Ausweitung des Begriffs der „Einstellung“ im Betriebsverfassungsgesetz

Zum 1. April 2017 wurden das Arbeitnehmerüberlassungsgesetz (AÜG) und andere Gesetze wie das Betriebsverfassungsgesetz (BetrVG) geändert. Dabei wurde auch § 92 Abs. 1 S. 1 BetrVG signifikant geändert. Darin wird geregelt, dass der Arbeitgeber den Betriebsrat über die Personalplanung umfassend zu unterrichten hat. Neu ist die Einfügung einer Unterrichtungspflicht auch über „Personen, die nicht in einem Arbeitsverhältnis zum Arbeitgeber stehen“. Durch diese Änderung ist nun nicht nur der Einsatz von Leiharbeitnehmern umfasst, sondern darüber hinaus auch jeder Einsatz von Fremdarbeitnehmern auf dienstvertraglicher oder werkvertraglicher Grundlage. Dies bedeutet, dass jedes Outsourcing betrieblicher Aufgaben von dieser Vorschrift umfasst ist.

Es stellt sich darüber hinaus die Frage, wie mit dem Begriff der „Einstellung“ in § 99 BetrVG umgegangen werden soll. In § 99 BetrVG ist geregelt, dass der Arbeitgeber in Unternehmen mit in der Regel mehr als zwanzig wahlberechtigten Arbeitnehmern den Betriebsrat vor jeder Einstellung zu unterrichten, ihm die erforderlichen Bewerbungsunterlagen vorzulegen und Auskunft über die Person der Beteiligten zu geben hat. Ferner muss sogar die Zustimmung des Betriebsrats zu der geplanten Maßnahme eingeholt werden. Dieser Paragraph wurde bislang noch nicht geändert. Allerdings liegt bereits ein Gesetzesentwurf vor, der jedoch noch nicht im Bundestag beraten wurde. Dieser sieht die Einfügung eines § 99a BetrVG vor. Darin soll geregelt werden, dass die in § 99 Abs. 1 S. 1 BetrVG genannten Pflichten des Arbeitgebers auch entsprechend bei Personen, die zu ihm nicht in einem Arbeitsverhältnis stehen, gleichwohl aber länger als einen Monat auf dem Gelände seines Betriebes tätig sind, gelten sollen.

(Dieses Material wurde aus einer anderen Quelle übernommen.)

PR #989, opened 2017-09-01
Fixed SpeedThrottle()'s (relatively) high CPU usage

danebou:
SpeedThrottle() was using a large portion of computation (~10 -15% of the entire program). When the sleep time is less than zero, the while true loop tags over. For some reason this appears to be occuring for more than a single. The solution is to always sleep for at least 1 ms if throttling is needed.

(For future) Look into using Threading.Timer. Might provide a better overall architecture.

### DIFF
--- a/BizHawk.Client.EmuHawk/Throttle.cs
+++ b/BizHawk.Client.EmuHawk/Throttle.cs
@@ -338,28 +338,21 @@ namespace BizHawk.Client.EmuHawk
 				}
 
 				int sleepTime = (int)((timePerFrame - elapsedTime) * 1000 / afsfreq);
-				if (sleepTime >= 2 || paused)
-				{
-#if WINDOWS
-					// Assuming a timer period of 1 ms (i.e. timeBeginPeriod(1)): The actual sleep time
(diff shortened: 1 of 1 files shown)


zeromus:
no, the solution is to find out why it's malfunctioning. if the sleep time is less than zero, then `if (elapsedTime >= timePerFrame)` will trigger next time through. That's the clear intent. Why isn't it happening?

danebou:
I agree that also needs to be fixed. But even if it's not malfunctioning, we should always have it sleep to avoid high usage. The while(true) loop is dangerous to performance (without sleeping).

zeromus:
It is not dangerous to performance. It is only dangerous to performance if it is stealing time needed for emulating. If the frontend is actually being throttled, it doesn't need to be emulating.

zeromus:
There's a bunch of wrecked optimization flags, I'm going to analyze them all.

danebou:
Alright. I'm going to close this PR and reopen it as an issue

danebou:
#989

danebou:
#989

PR #1020, opened 2017-10-13
DiscSystem - CDFS classes now consume CD-I discs

Asnivor:
(Green Book)

* Volume descriptors and root tree are both parsed
* Uses existing ISO9660 class structures (with a few modifications)


Asnivor:
The most lurid example I could find:

image

Asnivor:
Last update commit is a selfish one tbh. I don't want to have to traverse the directory tree in my client app to get all the files.

PR #1033, opened 2017-10-23
Retroizer Shader + Time uniform in custom shaders

peeweek:
Integrates a old and used CRT Shader using scanline, distortion, ghosting, bloom and animated off-sync scanline effect similar to NES Classic Mini.

base repo was here (https://github.com/peeweek/bizhawk-shaders)

Added also Time uniform to the pipeline for the animated scanline off sync.

rockman2
sf2
kururin

### DIFF
--- a/Assets/Shaders/retroizer/retroizer.cg
+++ b/Assets/Shaders/retroizer/retroizer.cg
@@ -1,0 +1,205 @@
+
+////////////////////////////////////////////////////////////////////
+////////////////////////////////////////////////////////////////////
+////
+////    VERTEX SHADER : STOLEN FROM NEIGHBOURING SHADERS
+////
+////////////////////////////////////////////////////////////////////
+////////////////////////////////////////////////////////////////////
+
+struct input
+{
+   float2 video_size;
+   float2 texture_size;
+   float2 output_size;
+   
+};
+
+void main_vertex
+(
+   float4 position	: POSITION,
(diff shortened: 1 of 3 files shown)


zeromus:
So, just so you know, the shader system needs a lot of help. Most of retroarch's shaders can't survive the CG conversion (theyre illegal CG files or noncomformant to the retroarch specs in ways that break the CG files even worse, or CG generates nonsense output) so we need to follow their approach of using GLSL and HLSL shaders

peeweek:
Thanks, indeed if the CG cross-compiler does a bad work it should be more affordable to write all the HLSL/GLSL code by hand to ensure everything works well. Do bizhawk follow all these specs : https://github.com/libretro/common-shaders or are there some missing implementation atm?

zeromus:
Some functionalities are missing from the "specifications"

We dont support glslp/glsl files. But....... we need to. 

Since you're around as a power user, maybe I can prioritize fixing this. But it will be at least a week before I can even really think about it.  I don't think it will be incredibly hard.

One thing we'd really need a power user for is combing through the shaders and curating which set works on bizhawk, if only a subset does. Other than that, just testing them and figuring out whats going on will be a big help.

zeromus:
well, im worried someone is going to get epilepsy while watching this, but i salute you for making the shader you wanted work in bizhawk. feel free to work on any others that excite you

Issue #1030, opened 2017-10-20
[Bug][Saturn]  Blazing Heroes,  BizHawk thinks it is a PCE game... :/


MelchiorGaspar:
aka "Mystaria  --  The Realms of Lore (U)"
in bin/cue format.. fails to load..
BizHawk thinks it is a PCE game..
and wants the PC-Engine BIOS file.. which I do not have..
I have the Sega Saturn BIOS file....
noy sure what is going on..

alyosha-tas:
Try the Dev Build. We just had a pretty big PR merged involving CD identification, so maybe this is fixed there.

Asnivor:
Still won't work in the current dev build. That particular image is prevalent on the internet and is missing the requisite Saturn identifier string. In fact it contains very little of the sega header that should be expected:

![image](https://user-images.githubusercontent.com/7911038/32052524-6bb0efe6-ba50-11e7-9bdd-624f5597316b.png)

It is possible that whoever dumped that version managed to zero out the first 80 bytes at LBA0. Why or how, I have no idea.

The redump version *should* have the header intact:

http://redump.org/disc/18148/

I'll know for sure when archive.org is finished pretending to be hosted on a 56k modem.

MelchiorGaspar:
ooh well that explains that lol ;-p

Asnivor:
Regardless, the last CD-id PR should make PC-Engine CDs detectable, so I might take a look at how the RomLoader is working (as it appears that it is defaulting to PCE when the disc is not detected).

Unless i'm mistaken, it would be nice if it gave you the option to choose a system if the disc is undetected. Although I'm not a bizhawk dev, so there might be a very good reason for it not working in this way...

MelchiorGaspar:
hmm.. yeah oh well I should have my original copy that worked... before I bothered.. with this new copy...
meh.. oh we;; its not I was probably ever gonna play it again anyway lol :p ;-)

Asnivor:
Yup (as nearly always) the redump version is fine:

![image](https://user-images.githubusercontent.com/7911038/32054216-9e9c3c58-ba55-11e7-9d69-e6c4f736cf81.png)

MelchiorGaspar:
ahh.. normally an emu just does it buy extension doesn't it?
apparently not.. lol ;-)

alyosha-tas:
Resolved in 11b6bb6

PR #1037, opened 2017-10-26
RomLoader - better disc load failures

Asnivor:
* RomLoader no longer returns type PCE when DiscType is unknown
* PCECD is explicitly detected now
* New 'NoAvailableCore' exception is thrown when a system is detected that bizhawk cannot emulate

Issue #1030


Asnivor:
AutoBuild failure was due to previous failure from this: https://github.com/TASVideos/BizHawk/commit/7b8a61b8e4d25a4be039aca316e3671c67afe22b

Should build OK now.

alyosha-tas:
My bad breaking the autobuild!
Thanks for the nice work cleaning up disc ID stuff though.

PR #1052, opened 2017-11-10
Add display type column (resolves #683)

### LINKED ISSUE #683: RAM watch : A "Size" columns
Currently there is only one way(to my knowledge) to check the size of an address: Editing the address. It would be neat if the size was already displayed in a column like the Value, Address,Notes, Prev or the Changes columns.

YoshiRulz:


alyosha-tas:
Tested and works well. Pretty nice convenience.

Wird davon ausgegangen, dass mit „Einstellung“ bald auch der Einsatz von jeglichen Fremdarbeitnehmern gemeint ist, gleich auf welcher vertraglichen Basis, dann bedürfte dies ebenfalls der Zustimmung des Betriebsrats.

Früher war das BAG der Auffassung, dass eine Einstellung nach § 99 Abs. 1 S. 1 BetrVG zwingend ein Arbeitsverhältnis zum Betriebsinhaber voraussetze. Dies sieht das BAG mittlerweile anders. Es hat vielmehr detaillierte Kriterien aufgestellt wonach es den Tatbestand der Einstellung als gegeben ansieht. Danach ist ausschlaggebend, ob die vom Fremdarbeitnehmer zu verrichtende Tätigkeit ihrer Art nach eine weisungsgebundene Tätigkeit ist, deren Ausübung der Betriebsinhaber nach Art, Zeit und Ort bestimmen kann. Zudem muss der Fremdarbeitnehmer in den Betrieb eingegliedert sein. Liegen diese Kriterien vor, dann bejaht das BAG schon jetzt eine „Einstellung“ auch auf Grundlage eines Dienst- oder Werkvertrages. Diese Vorgänge wären dann zustimmungsbedürftig.

Es bleibt abzuwarten, wie die geplante Einfügung des § 99a BetrVG verlaufen wird. Würde der Entwurf in seiner jetzigen Form als Gesetz verabschiedet, fielen sogar die bisherigen Kriterien des BAG weg. Eine bloße Tätigkeit auf dem Betriebsgelände für die Dauer eines Monats würde ausreichen. Dies würde eine Vielzahl von Fällen des Outsourcings von betrieblichen Aufgaben durch Fremdarbeitnehmer umfassen. Nach der gegenwärtigen Gesetzeslage ist jedoch in einem solchen Fall schon jetzt die Unterrichtung des Betriebsrates nötig.